▸ **Exercise aim**
Please copy out the listing below in full and exactly.

▸ **Recorded data**
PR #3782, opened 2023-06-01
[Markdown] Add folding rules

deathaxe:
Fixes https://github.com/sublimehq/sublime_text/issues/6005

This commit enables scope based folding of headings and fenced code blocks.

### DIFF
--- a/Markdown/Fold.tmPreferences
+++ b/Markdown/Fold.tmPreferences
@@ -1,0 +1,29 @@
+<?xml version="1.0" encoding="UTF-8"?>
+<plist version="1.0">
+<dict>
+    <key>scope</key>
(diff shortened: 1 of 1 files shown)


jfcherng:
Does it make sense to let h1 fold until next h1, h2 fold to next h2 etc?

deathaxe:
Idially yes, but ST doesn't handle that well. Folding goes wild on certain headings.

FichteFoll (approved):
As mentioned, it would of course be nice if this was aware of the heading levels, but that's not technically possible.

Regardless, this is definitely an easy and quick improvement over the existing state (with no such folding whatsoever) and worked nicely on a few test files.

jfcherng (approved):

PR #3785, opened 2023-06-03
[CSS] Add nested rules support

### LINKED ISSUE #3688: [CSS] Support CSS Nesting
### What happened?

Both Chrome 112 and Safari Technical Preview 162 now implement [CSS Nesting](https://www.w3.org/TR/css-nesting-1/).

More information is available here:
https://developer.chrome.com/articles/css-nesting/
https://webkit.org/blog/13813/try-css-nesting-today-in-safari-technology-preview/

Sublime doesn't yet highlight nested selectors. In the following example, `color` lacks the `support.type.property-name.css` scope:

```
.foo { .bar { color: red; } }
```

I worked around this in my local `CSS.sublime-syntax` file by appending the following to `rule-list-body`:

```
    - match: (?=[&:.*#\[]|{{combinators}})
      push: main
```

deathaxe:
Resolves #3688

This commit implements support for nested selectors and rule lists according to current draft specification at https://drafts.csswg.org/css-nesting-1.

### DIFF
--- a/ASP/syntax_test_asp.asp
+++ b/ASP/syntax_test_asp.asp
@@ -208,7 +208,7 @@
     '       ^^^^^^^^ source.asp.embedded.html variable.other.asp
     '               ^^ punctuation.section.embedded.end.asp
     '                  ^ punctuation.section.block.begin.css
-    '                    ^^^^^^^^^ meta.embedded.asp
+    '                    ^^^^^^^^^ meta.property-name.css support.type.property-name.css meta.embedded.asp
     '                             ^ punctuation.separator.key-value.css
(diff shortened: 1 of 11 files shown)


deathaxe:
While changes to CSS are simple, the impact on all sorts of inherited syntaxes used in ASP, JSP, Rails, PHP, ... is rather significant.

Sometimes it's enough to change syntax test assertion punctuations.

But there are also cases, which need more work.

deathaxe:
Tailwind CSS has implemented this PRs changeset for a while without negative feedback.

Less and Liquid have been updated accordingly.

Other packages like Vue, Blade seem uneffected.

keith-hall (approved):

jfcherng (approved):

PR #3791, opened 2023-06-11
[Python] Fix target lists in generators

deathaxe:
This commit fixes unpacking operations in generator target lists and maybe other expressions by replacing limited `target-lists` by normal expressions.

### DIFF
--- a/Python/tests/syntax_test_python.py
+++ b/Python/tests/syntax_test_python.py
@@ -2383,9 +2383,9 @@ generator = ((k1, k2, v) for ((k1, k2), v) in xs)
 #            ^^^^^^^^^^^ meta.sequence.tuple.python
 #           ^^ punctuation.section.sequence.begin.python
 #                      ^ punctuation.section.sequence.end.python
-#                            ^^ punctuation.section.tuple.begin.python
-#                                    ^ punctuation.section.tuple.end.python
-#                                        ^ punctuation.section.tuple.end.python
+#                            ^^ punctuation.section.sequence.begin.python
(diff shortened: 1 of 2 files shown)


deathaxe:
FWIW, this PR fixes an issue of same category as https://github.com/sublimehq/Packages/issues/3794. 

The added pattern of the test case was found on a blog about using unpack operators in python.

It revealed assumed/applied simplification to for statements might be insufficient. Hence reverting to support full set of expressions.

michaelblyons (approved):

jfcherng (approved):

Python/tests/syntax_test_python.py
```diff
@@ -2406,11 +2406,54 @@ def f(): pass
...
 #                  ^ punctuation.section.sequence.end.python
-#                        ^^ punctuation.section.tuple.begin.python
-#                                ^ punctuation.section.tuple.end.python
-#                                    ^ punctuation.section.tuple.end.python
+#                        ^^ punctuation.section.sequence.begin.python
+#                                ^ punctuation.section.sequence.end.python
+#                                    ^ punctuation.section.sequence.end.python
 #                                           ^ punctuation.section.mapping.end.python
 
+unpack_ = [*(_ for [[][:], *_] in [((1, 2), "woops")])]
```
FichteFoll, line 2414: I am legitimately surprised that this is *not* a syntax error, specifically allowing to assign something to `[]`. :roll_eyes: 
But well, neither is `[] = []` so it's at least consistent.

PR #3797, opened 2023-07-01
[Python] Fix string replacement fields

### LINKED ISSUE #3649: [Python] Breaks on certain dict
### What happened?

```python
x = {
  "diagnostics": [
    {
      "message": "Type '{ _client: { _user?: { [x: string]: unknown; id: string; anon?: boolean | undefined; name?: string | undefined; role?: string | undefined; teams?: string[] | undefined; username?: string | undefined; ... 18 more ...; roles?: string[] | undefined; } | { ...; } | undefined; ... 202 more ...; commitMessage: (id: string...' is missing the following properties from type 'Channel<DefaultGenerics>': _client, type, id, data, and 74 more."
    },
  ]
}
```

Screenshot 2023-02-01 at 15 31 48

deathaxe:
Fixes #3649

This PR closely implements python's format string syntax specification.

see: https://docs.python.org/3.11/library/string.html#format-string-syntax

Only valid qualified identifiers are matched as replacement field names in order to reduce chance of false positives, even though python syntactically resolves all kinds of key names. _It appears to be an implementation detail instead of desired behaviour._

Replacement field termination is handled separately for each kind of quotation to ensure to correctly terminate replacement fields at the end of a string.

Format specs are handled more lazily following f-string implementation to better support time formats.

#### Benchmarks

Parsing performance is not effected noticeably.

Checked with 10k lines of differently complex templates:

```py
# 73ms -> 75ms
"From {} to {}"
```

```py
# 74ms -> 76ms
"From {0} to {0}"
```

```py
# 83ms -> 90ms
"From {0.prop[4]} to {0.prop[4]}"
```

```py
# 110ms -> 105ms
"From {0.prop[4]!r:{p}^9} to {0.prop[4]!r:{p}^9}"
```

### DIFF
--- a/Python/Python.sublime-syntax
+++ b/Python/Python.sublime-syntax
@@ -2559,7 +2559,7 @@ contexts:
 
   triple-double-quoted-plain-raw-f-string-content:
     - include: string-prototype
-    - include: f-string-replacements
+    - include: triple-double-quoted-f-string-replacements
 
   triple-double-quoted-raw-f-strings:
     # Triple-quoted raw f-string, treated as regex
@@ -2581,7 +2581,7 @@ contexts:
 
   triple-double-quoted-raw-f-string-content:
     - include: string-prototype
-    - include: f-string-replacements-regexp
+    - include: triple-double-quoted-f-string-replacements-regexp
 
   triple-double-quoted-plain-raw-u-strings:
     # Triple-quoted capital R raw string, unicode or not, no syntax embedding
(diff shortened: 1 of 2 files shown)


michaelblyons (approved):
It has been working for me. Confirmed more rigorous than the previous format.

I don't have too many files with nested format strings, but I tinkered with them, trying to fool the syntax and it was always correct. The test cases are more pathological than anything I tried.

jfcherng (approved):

▸ **Answer section**
PR #3782, opened 2023-06-01
[Markdown] Add folding rules

deathaxe:
Fixes https://github.com/sublimehq/sublime_text/issues/6005

This commit enables scope based folding of headings and fenced code blocks.

### DIFF
--- a/Markdown/Fold.tmPreferences
+++ b/Markdown/Fold.tmPreferences
@@ -1,0 +1,29 @@
+<?xml version="1.0" encoding="UTF-8"?>
+<plist version="1.0">
+<dict>
+    <key>scope</key>
(diff shortened: 1 of 1 files shown)


jfcherng:
Does it make sense to let h1 fold until next h1, h2 fold to next h2 etc?

deathaxe:
Idially yes, but ST doesn't handle that well. Folding goes wild on certain headings.

FichteFoll (approved):
As mentioned, it would of course be nice if this was aware of the heading levels, but that's not technically possible.

Regardless, this is definitely an easy and quick improvement over the existing state (with no such folding whatsoever) and worked nicely on a few test files.

jfcherng (approved):

PR #3785, opened 2023-06-03
[CSS] Add nested rules support

### LINKED ISSUE #3688: [CSS] Support CSS Nesting
### What happened?

Both Chrome 112 and Safari Technical Preview 162 now implement [CSS Nesting](https://www.w3.org/TR/css-nesting-1/).

More information is available here:
https://developer.chrome.com/articles/css-nesting/
https://webkit.org/blog/13813/try-css-nesting-today-in-safari-technology-preview/

Sublime doesn't yet highlight nested selectors. In the following example, `color` lacks the `support.type.property-name.css` scope:

```
.foo { .bar { color: red; } }
```

I worked around this in my local `CSS.sublime-syntax` file by appending the following to `rule-list-body`:

```
    - match: (?=[&:.*#\[]|{{combinators}})
      push: main
```

deathaxe:
Resolves #3688

This commit implements support for nested selectors and rule lists according to current draft specification at https://drafts.csswg.org/css-nesting-1.

### DIFF
--- a/ASP/syntax_test_asp.asp
+++ b/ASP/syntax_test_asp.asp
@@ -208,7 +208,7 @@
     '       ^^^^^^^^ source.asp.embedded.html variable.other.asp
     '               ^^ punctuation.section.embedded.end.asp
     '                  ^ punctuation.section.block.begin.css
-    '                    ^^^^^^^^^ meta.embedded.asp
+    '                    ^^^^^^^^^ meta.property-name.css support.type.property-name.css meta.embedded.asp
     '                             ^ punctuation.separator.key-value.css
(diff shortened: 1 of 11 files shown)


deathaxe:
While changes to CSS are simple, the impact on all sorts of inherited syntaxes used in ASP, JSP, Rails, PHP, ... is rather significant.

Sometimes it's enough to change syntax test assertion punctuations.

But there are also cases, which need more work.

deathaxe:
Tailwind CSS has implemented this PRs changeset for a while without negative feedback.

Less and Liquid have been updated accordingly.

Other packages like Vue, Blade seem uneffected.

keith-hall (approved):

jfcherng (approved):

PR #3791, opened 2023-06-11
[Python] Fix target lists in generators

deathaxe:
This commit fixes unpacking operations in generator target lists and maybe other expressions by replacing limited `target-lists` by normal expressions.

### DIFF
--- a/Python/tests/syntax_test_python.py
+++ b/Python/tests/syntax_test_python.py
@@ -2383,9 +2383,9 @@ generator = ((k1, k2, v) for ((k1, k2), v) in xs)
 #            ^^^^^^^^^^^ meta.sequence.tuple.python
 #           ^^ punctuation.section.sequence.begin.python
 #                      ^ punctuation.section.sequence.end.python
-#                            ^^ punctuation.section.tuple.begin.python
-#                                    ^ punctuation.section.tuple.end.python
-#                                        ^ punctuation.section.tuple.end.python
+#                            ^^ punctuation.section.sequence.begin.python
(diff shortened: 1 of 2 files shown)


deathaxe:
FWIW, this PR fixes an issue of same category as https://github.com/sublimehq/Packages/issues/3794. 

The added pattern of the test case was found on a blog about using unpack operators in python.

It revealed assumed/applied simplification to for statements might be insufficient. Hence reverting to support full set of expressions.

michaelblyons (approved):

jfcherng (approved):

Python/tests/syntax_test_python.py
```diff
@@ -2406,11 +2406,54 @@ def f(): pass
...
 #                  ^ punctuation.section.sequence.end.python
-#                        ^^ punctuation.section.tuple.begin.python
-#                                ^ punctuation.section.tuple.end.python
-#                                    ^ punctuation.section.tuple.end.python
+#                        ^^ punctuation.section.sequence.begin.python
+#                                ^ punctuation.section.sequence.end.python
+#                                    ^ punctuation.section.sequence.end.python
 #                                           ^ punctuation.section.mapping.end.python
 
+unpack_ = [*(_ for [[][:], *_] in [((1, 2), "woops")])]
```
FichteFoll, line 2414: I am legitimately surprised that this is *not* a syntax error, specifically allowing to assign something to `[]`. :roll_eyes: 
But well, neither is `[] = []` so it's at least consistent.

PR #3797, opened 2023-07-01
[Python] Fix string replacement fields

### LINKED ISSUE #3649: [Python] Breaks on certain dict
### What happened?

```python
x = {
  "diagnostics": [
    {
      "message": "Type '{ _client: { _user?: { [x: string]: unknown; id: string; anon?: boolean | undefined; name?: string | undefined; role?: string | undefined; teams?: string[] | undefined; username?: string | undefined; ... 18 more ...; roles?: string[] | undefined; } | { ...; } | undefined; ... 202 more ...; commitMessage: (id: string...' is missing the following properties from type 'Channel<DefaultGenerics>': _client, type, id, data, and 74 more."
    },
  ]
}
```

Screenshot 2023-02-01 at 15 31 48

deathaxe:
Fixes #3649

This PR closely implements python's format string syntax specification.

see: https://docs.python.org/3.11/library/string.html#format-string-syntax

Only valid qualified identifiers are matched as replacement field names in order to reduce chance of false positives, even though python syntactically resolves all kinds of key names. _It appears to be an implementation detail instead of desired behaviour._

Replacement field termination is handled separately for each kind of quotation to ensure to correctly terminate replacement fields at the end of a string.

Format specs are handled more lazily following f-string implementation to better support time formats.

#### Benchmarks

Parsing performance is not effected noticeably.

Checked with 10k lines of differently complex templates:

```py
# 73ms -> 75ms
"From {} to {}"
```

```py
# 74ms -> 76ms
"From {0} to {0}"
```

```py
# 83ms -> 90ms
"From {0.prop[4]} to {0.prop[4]}"
```

```py
# 110ms -> 105ms
"From {0.prop[4]!r:{p}^9} to {0.prop[4]!r:{p}^9}"
```

### DIFF
--- a/Python/Python.sublime-syntax
+++ b/Python/Python.sublime-syntax
@@ -2559,7 +2559,7 @@ contexts:
 
   triple-double-quoted-plain-raw-f-string-content:
     - include: string-prototype
-    - include: f-string-replacements
+    - include: triple-double-quoted-f-string-replacements
 
   triple-double-quoted-raw-f-strings:
     # Triple-quoted raw f-string, treated as regex
@@ -2581,7 +2581,7 @@ contexts:
 
   triple-double-quoted-raw-f-string-content:
     - include: string-prototype
-    - include: f-string-replacements-regexp
+    - include: triple-double-quoted-f-string-replacements-regexp
 
   triple-double-quoted-plain-raw-u-strings:
     # Triple-quoted capital R raw string, unicode or not, no syntax embedding
(diff shortened: 1 of 2 files shown)


michaelblyons (approved):
It has been working for me. Confirmed more rigorous than the previous format.

I don't have too many files with nested format strings, but I tinkered with them, trying to fool the syntax and it was always correct. The test cases are more pathological than anything I tried.

jfcherng (approved):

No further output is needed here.